You have been deceived!
There is a big chance your STBXW (soon to be ex-wife) was planing this for sometime, which mean she has been having an affair will before that, or at least was planing for that, she just wanted someone ready to take her to jump ships (Monkey Branch), it's up to you if you want to do some digging to find out when it started!

*Here is my advice:

Start with a plan!*
First don't expose yet, pick up the phone and have a talk with your lawyer, ask them if infidelity eliminates/effects alimony, remember in lots of states infidelity does effects alimony even if they are not a fault state!
If it does, immediately higher a PI on a weekend your wife goes out (the days you know she usually spends the night out) he will get proof of her infidelity that will stand up in court, you must tell the PI you need it for court!
If your lawyer tells you it doesn't effect alimony ask him if you can obtain proof of her infidelity for bargaining purpose, example: you will keep these evidence and not tell anyone and even sign an NDA with your/her lawyer if she agrees to eliminate alimony or at least takes a very low % (example: she takes %10 or lower of your base salary as alimony for a small number of fixed years)!

Ask your lawyer if you can secretly record your wife confession of her adultery on a voice recorder (one party consent) if yo can, get a VAR (voice activate recorder) like a Sony brand with a good memory stick (Walmart/BestBuy/Amazon have them, they are cheep), switch the recording and put it in your pocket and sit with your STBXW in a friendly manner and tell her your were thinking about what she said of being friends, but in order to do that you need to have a base of honesty, so ask her first when did she start checking out of the marriage and then ask her is this the time she started her affair, and how long ago did it start and when did she start having sex with her AP (Affair partner), and if she hooked up with him when she visited her family (get all the information you need as much as you can), then thank her for her honesty, tell her you need to digest the information and think about the friendship. So you have your PI and a confession from her!
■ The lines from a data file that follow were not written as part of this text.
PR #605, opened 2023-05-30
WIP: try to improve caching on CI

philss:
Introduces the https://github.com/Swatinem/rust-cache Action

### DIFF
--- a/.github/workflows/ci.yml
+++ b/.github/workflows/ci.yml
@@ -26,26 +26,14 @@ jobs:
     name: test
     steps:
       - uses: actions/checkout@v3
-      - uses: actions/cache@v3
-        with:
-          path: |
-            deps
-            _build
-          key: ${{ runner.os }}-mix-${{ matrix.elixir_version }}-${{ hashFiles('**/mix.lock') }}
-          restore-keys: |
-            ${{ runner.os }}-mix-
-
-      - uses: actions/cache@v3
-        with:
-          path: |
-            ~/.cargo/bin/
-            ~/.cargo/registry/index/
-            ~/.cargo/registry/cache/
-            ~/.cargo/git/db/
-            native/explorer/target/
-            priv/native/
-            _build/test/lib/explorer
-          key: ${{ runner.os }}-cargo-${{ env.RUST_TOOLCHAIN_VERSION }}-${{ hashFiles('**/Cargo.lock') }}
+      # - uses: actions/cache@v3
+      #   with:
+      #     path: |
+      #       deps
+      #       _build
+      #     key: ${{ runner.os }}-mix-${{ matrix.elixir_version }}-${{ hashFiles('**/mix.lock') }}
+      #     restore-keys: |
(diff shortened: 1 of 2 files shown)


.github/workflows/release.yml
```diff
@@ -20,7 +25,7 @@ jobs:
     strategy:
       fail-fast: false
       matrix:
-        nif: ["2.17", "2.16", "2.15"]
```
philss, line 23: We don't need to build for `2.17` yet, because we don't use anything specifically from that version. Rustler Precompiled will select the `2.16`.

.github/workflows/ci.yml
```diff
@@ -26,26 +26,18 @@ jobs:
...
     steps:
       - uses: actions/checkout@v3
-      - uses: actions/cache@v3
-        with:
-          path: |
-            deps
-            _build
-          key: ${{ runner.os }}-mix-${{ matrix.elixir_version }}-${{ hashFiles('**/mix.lock') }}
-          restore-keys: |
-            ${{ runner.os }}-mix-
```
philss, line 36: I chose to remove this cache because it's much faster to rebuild the deps then restoring the cache. The only exception is the build of the native code.

.github/workflows/release.yml
```diff
@@ -48,6 +53,13 @@ jobs:
           toolchain: nightly-2023-02-14
           targets: ${{ matrix.job.target }}
 
+      - uses: Swatinem/rust-cache@v2
```
philss, line 56: This Action makes a lot easier to cache if we are only dealing with a Rust project. Since the precompilation is entirely done by cargo, and we have control over the place the target is saved, I decided to use this here.

philss: Another thing I didn't mention is that this caching should reduce the precompilation time in half, which is great! :rocket:

.github/workflows/rust-ci.yml
```diff
@@ -24,25 +24,18 @@ jobs:
...
-          key: ${{ runner.os }}-cargo-${{ env.RUST_TOOLCHAIN_VERSION }}-${{ hashFiles('**/Cargo.lock') }}
-          restore-keys: |
-            ${{ runner.os }}-cargo-
 
       - uses: dtolnay/rust-toolchain@master
         with:
           toolchain: "${{ env.RUST_TOOLCHAIN_VERSION }}"
           components: rustfmt, clippy
 
+      - uses: Swatinem/rust-cache@v2
```
philss, line 33: Here we use the "rust-cache" action as well, because we only deal with `cargo`.

philss (commented):
I think it's better now.

The cached Elixir build is now taking around 2min30s, against the non-cached that is taking around 8 min. The simplification in the cached paths makes harder to have a miss. So we should have quicker suite.

The precompilation workflow now takes around 18 minutes, compared to the 30 minutes from the version without any cache. This one is harder to improve, but I should iterate on this in another moment.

Please understand, It's NOT OK to be friends with people who betray and deceive you!
like others said:


jlg07 said:


> she wants to be friends so that she can justify her cheating "SEE, he is still friends with me so it wasn't so bad".





Marc878 said:


> The ‘let’s be friends’ is typical cheater fare. It’s all for her not you. It helps her alleviate guilt. Be my friend while I have sex with my new boyfriend. Just in case it doesn’t work out she may need you as her plan B backup. Definition of friend - Loyal, honest and trustworthy. She’s not your friend.





farsidejunky said:


> It is also to assuage guilt. If she can remain friends, she can convince herself that she didn't hurt you as bad due to her affair.


If you don't care about alimony OR the bargaining tactic will not work, then immediately expose, don't wait!
Start telling your kids and her family what is going on (Your VAR recording can help as proof if she denies all wrong doing)
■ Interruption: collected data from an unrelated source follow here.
PR #611, opened 2023-06-12
Add cumulative product to Series

guarilha:
https://pola-rs.github.io/polars/py-polars/html/reference/series/api/polars.Series.cumprod.html


philss (commented):
Hey @guarilha :wave: 

This is looking great!

Just one thing: could you please add a column with this function to this test case? => https://github.com/elixir-nx/explorer/blob/7ef2bbb83933f3f42e905799a7ecec8122b70339/test/explorer/data_frame_test.exs#L1018

We basically cover the lazy version there.

Thank you! :purple_heart:

philss (approved):

PR #612, opened 2023-06-12
add Series.abs/1

guarilha:
https://pola-rs.github.io/polars/py-polars/html/reference/series/api/polars.Series.abs.html


josevalim (approved):

philss (commented):
@guarilha I think we could have a test like you did in the previous PR.

philss:
Thank you! :purple_heart:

Beware! If you expose to every one (you should do it) there is a big possibility that her AP will drop her like a hot potato, because HE knows he will never be welcomed fully in her family and friends, and maybe the same for him, she will never be fully accepted in his family and friends, he will always have this bad image as a home wrecker, a man who went after a married woman, even your kids might not want anything to do with him (or even her), if he is smart, he will not want to be part of such relationship and environment where he is isolated and treated as a villain!
This might lead her back to you "Plan B" the sucker, she will want to reconcile to get her image back (because it will be the only way)!
You will be a fool if you do!

And if you are a fool, then do not make it easy for her to reconcile!
Divorce must happen! even if you reconcile, you can remarry again to stop any alimony from divorce but you will have an iron-clad prenup this time!
But why do you want to reconcile when you said:


Lost in a small city said:


> One thing she has given me is a ton of time to be alone so I am discovering that it wasn’t a healthy relationship.
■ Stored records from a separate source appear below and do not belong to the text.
Issue #794, opened 2024-01-02
Support operations using new signed and unsigned integers dtypes


philss:
The idea is to make sure we can support the most number of operations with these new dtypes,
including mixing them when it makes sense.

### Aggregation
- [x] eager `Explore.Series.min/1` and `Explore.Series.max/1` - https://github.com/elixir-explorer/explorer/pull/824
- [x] eager `Explore.Series.mean/1` and `Explore.Series.median/1` - https://github.com/elixir-explorer/explorer/pull/824
- [x] eager `Explore.Series.product/1` - https://github.com/elixir-explorer/explorer/pull/824
- [x] eager `Explore.Series.skew/2` - https://github.com/elixir-explorer/explorer/pull/824
- [x] eager `Explore.Series.standard_deviation/2` - https://github.com/elixir-explorer/explorer/pull/824
- [x] eager `Explore.Series.sum/1` - https://github.com/elixir-explorer/explorer/pull/824
- [x] eager `Explore.Series.variance/1` - https://github.com/elixir-explorer/explorer/pull/824

### Element-wise
- [x] eager `Explorer.Series.add/2` mixing signed and unsigned series - https://github.com/elixir-explorer/explorer/pull/824
- [x] eager `Explorer.Series.categorise/2` with indexes of `{:u, size}` - https://github.com/elixir-explorer/explorer/pull/824
- [x] eager `Explorer.Series.divide/2` with both sides of `{:u, size}`, or mixing `{:u, size}` and `{:s, size}` - https://github.com/elixir-explorer/explorer/pull/824
- [x] lazy `Explorer.Series.remainder/2` with left or right of `{:u, size}` (raised inside `Series.filter_with/2`) - https://github.com/elixir-explorer/explorer/pull/824
- [x] eager `Explorer.Series.in/2` - https://github.com/elixir-explorer/explorer/pull/824
- [x] eager `Explorer.Series.subtract/2` (using the example of `map_with`) - https://github.com/elixir-explorer/explorer/pull/824
- [x]  lazy `Explorer.Series.subtract/2` (using the example of `map_with`) - https://github.com/elixir-explorer/explorer/pull/824
- [x] eager `Explorer.Series.multiply/2` with `{:u, size}` and mixing int types - https://github.com/elixir-explorer/explorer/pull/824
- [x] eager `Explorer.Series.peaks/2` - https://github.com/elixir-explorer/explorer/pull/824
[...]

PR #812, opened 2024-01-11
Series.concat handle multiple integer, float and null types

lkarthee:
This is an attempt handle multiple {:s, _}, {:u, _}, {:f, _} and new null type. Two issues are being addressed: 

 -  type casting / promotion
 -  concatenation involving a  :null series

### Concatenation of null series
- Type ++ Null  - allowed 
- Null ++ Type  - allowed
- Null ++ Null  - allowed

### Type casting
Type casting is allowed only when there is no loss of information.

@Lost in a small city one thing you will notice in all divorce/infidelity community forums is that the men who get betrayed and become passive, weak, drag themselves and do some ridicules mental gymnastics and say .. (I will take the high road, I'll be the bigger guy, I love her, she was a good mother, we have history ..Etc) are the ones who ALWAYS get shafted, humiliated and ultimately get the bad deals and suffer for many years to come!

All I'm saying is be proactive and smart about it!


----------



## Diceplayer (Oct 12, 2019)

Lost in a small city said:


> Any suggestions on how to meet people in a smaller community would be great as well.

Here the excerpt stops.